Laser flash photolysis study of the photochemistry of o-methylbenzils.

Abstract

The photochemistry of 2-methylbenzil (1) was investigated by steady state and laser flash photolysis techniques. Laser excitation of 1 in benzene leads to a transient, which shows absorption at 370 and 470 nm and is quenched by known triplet quenchers, whereas in methanol or acetonitrile a different transient absorption spectrum was observed. For the latter solvent the absorption bands are located at 350 and 410 nm when the spectrum is recorded 30 micros after the laser pulse.
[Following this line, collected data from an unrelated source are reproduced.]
PR #733, opened 2022-01-20
cloudbuild.yaml: increase timeout to 2400s

marquiz:
20 minutes was not clearly enough for multiarch buildx build.


marquiz:
Another short-circuit:

PR #734, opened 2022-01-20
cloudbuild.yaml: increase timeout to 1 hour

marquiz:
Even 40 minutes failed us for multi-arch builds.

Also, increase the e2e-test image polling timeout correspondingly.


marquiz:
This becomes a habit:

PR #735, opened 2022-01-20
cloudbuild.yaml: increase timeout to 1h 20min

marquiz:
Fourth timeout increase's the charm.


marquiz:
The usual:

Issue #737, opened 2022-01-20
Image builds failing with buildx


mnaser:
**What happened**:
When trying to build NFD using `buildx` on an environment where an architecture is emulated (i.e will be slower), tests will fail because the `WaitForReady` timeout for tests is one second only and that's not fast enough in an emulated environment.

**What you expected to happen**:
Test to pass.

**How to reproduce it (as minimally and precisely as possible)**:
```
docker buildx build \
  --cache-from type=local,src=.docker-cache/node-feature-discovery \
  --cache-to type=local,dest=.docker-cache/node-feature-discovery,mode=max \
  --file .build/node-feature-discovery/Dockerfile \
  --tag us-docker.pkg.dev/vexxhost-infra/openstack/node-feature-discovery:0.10.0 \
  --build-arg BASE_IMAGE_FULL=debian:buster-slim \
  --build-arg BASE_IMAGE_MINIMAL=gcr.io/distroless/base \
  --platform linux/amd64,linux/arm64 \
  --push \
  --target minimal \
  .build/node-feature-discovery
```

**Anything else we need to know?**:
Nope :)

**Environment**:
- Kubernetes version (use `kubectl version`):
- Cloud provider or hardware configuration:
- OS (e.g: `cat /etc/os-release`):
- Kernel (e.g. `uname -a`):
- Install tools:
- Network plugin and version (if this is a network-related bug):
- Others:

PR #738, opened 2022-01-21
Increase timeout in test setups

mnaser:
This patch increases the timeout when setting up the NFD master
to 5 seconds instead of 1 second to allow for running tests in
slow environments.

Closes: #737

### DIFF
--- a/pkg/nfd-client/topology-updater/nfd-topology-updater_test.go
+++ b/pkg/nfd-client/topology-updater/nfd-topology-updater_test.go
@@ -53,7 +53,7 @@ func setupTest(args *nfdmaster.Args) testContext {
 		ctx.errs <- ctx.master.Run()
 		close(ctx.errs)
 	}()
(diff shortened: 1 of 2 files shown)


mnaser:
I've signed the CLA.

mnaser:
OK, looks like there is two CLAs or something?  I signed the second one too.

marquiz (approved):
Thanks @mnaser! Hope 5s is enough for everyone 🤞 
/lgtm

marquiz:
We need #732:

zvonkok:
5s are enough in slow environments when building natively, but it is not enough for virtualized builds. I had a 20s timeout and it sometimes failed. Running buildx in a slow environment with 5s can still fail ...

mnaser:
@zvonkok do you think we should bump it to 20 seconds?  It probably doesn't hurt but makes the builds wrk better.

Ideally, the whole timeout shouldn't be a thing but eh..

PR #748, opened 2022-01-21
docs: drop topology-updater cmdline help from developer guide

marquiz:
Similar to what we did for nfd-master and nfd-worker in
0d21b3d7200272157438b76a62f7aad1361fe31e.


ArangoGutierrez (approved):
/lgtm

PR #754, opened 2022-01-25
docs: use new custom rule format in worker config reference

marquiz:
Also, update the reference linking to the documentation of the custom
source to point to the customization guide.


ArangoGutierrez (approved):
/lgtm

PR #755, opened 2022-01-25
scripts/prepare-release: fix upating of readme

marquiz:
Fix the sed script to update the version of kustomize overlay.

Also, add a sed script to update the documentation link to point to the
correct version in gh-pages.

### DIFF
--- a/scripts/prepare-release.sh
+++ b/scripts/prepare-release.sh
@@ -93,7 +93,9 @@ if [ -z "$assets_only" ]; then
 
     # Patch README
     echo Patching README.md to refer to $release
-    sed s"!node-feature-discovery/v.*/!node-feature-discovery/$release/!" -i README.md
+    sed -e s"!\(node-feature-discovery/deployment/.*\)=v.*!\1=$release!" \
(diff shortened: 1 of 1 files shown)


scripts/prepare-release.sh
```diff
@@ -93,7 +93,9 @@ if [ -z "$assets_only" ]; then
 
     # Patch README
     echo Patching README.md to refer to $release
-    sed s"!node-feature-discovery/v.*/!node-feature-discovery/$release/!" -i README.md
+    sed -e s"!\(node-feature-discovery/deployment/.*\)=v.*!\1=$release!" -i README.md \
+        -e s"!^\[documentation\]:.*![documentation]: https://kubernetes-sigs.github.io/node-feature-discovery/$docs_version!" \
+        -i README.md
```
ArangoGutierrez, line 98: I see README 2 times, is this desired?

ArangoGutierrez (changes requested):

scripts/prepare-release.sh
marquiz: Definitely not, good catch, thanks. Fixed

ArangoGutierrez (approved):
/lgtm

PR #783, opened 2022-03-15
topologyupdater: Prevent crash with incorrect node id

tkatila:
It's possible for device plugins to advertise non-existent
numa node ids that cause topology updater to crash.

Signed-off-by: Tuomas Katila <tuomas.katila@intel.com>

### DIFF
--- a/pkg/resourcemonitor/noderesourcesaggregator.go
+++ b/pkg/resourcemonitor/noderesourcesaggregator.go
@@ -246,6 +246,11 @@ func (noderesourceData *nodeResources) updateAvailable(numaData map[int]map[v1.R
 			klog.Infof("unknown resource %q: %q", resName, resID)
 			continue
 		}
+		if _, ok := numaData[nodeID]; !ok {
+			klog.Infof("unknown node id: %q", nodeID)
+			continue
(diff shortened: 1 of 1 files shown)


ArangoGutierrez:
Thanks for the patch @tkatila , could you post an issue reporting thing as a bug, and some example of when this can crash.

fromanirh:
Thanks @tkatila . The change per se looks correct and yes, we can be more defensive in this area. I just wonder if you seen an actual crash with this root cause, and if so I'd love to learn more details, or this is "just" defensive (and welcome) programming.

tkatila:
I noticed this while trying to artificially create a testing node with multiple numa nodes while the node actually only has one. To (try to) accomplish this, I modified our device plugin to split devices evenly on two nodes which then caused the topology updater to crash.

I haven't seen this in the wild without my device plugin changes.

marquiz (commented):
Probably better to not crash even if the input data does not make sense. 

/ok-to-test

tkatila:
I created an issue: #791

ArangoGutierrez (approved):
/lgtm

The kinetics associated with these two bands shows biexponential decay, from which lifetimes of 200 and >200 micros were determined. These transients were attributed to a mixture of two possible photoenols. Similar behavior was observed for 2,2'-dimethylbenzil (3), whereas 2,4,6-trimethylbenzil (4) did not show any detectable enol. Lamp irradiation of 1 in benzene leads to 2-hydroxy-2-phenylindan-1-one (2) as the major product, with a quantum yield of 0.09. Compound 3 also gives the corresponding hydroxyindanone as the main product (phi = 0.25), whereas for 4 the cyclization product is formed in a very low quantum yield, i.e., <0.004. From these data two possible mechanisms were suggested to explain the formation of hydroxyindanones from methylbenzils, depending on the nature of the solvent.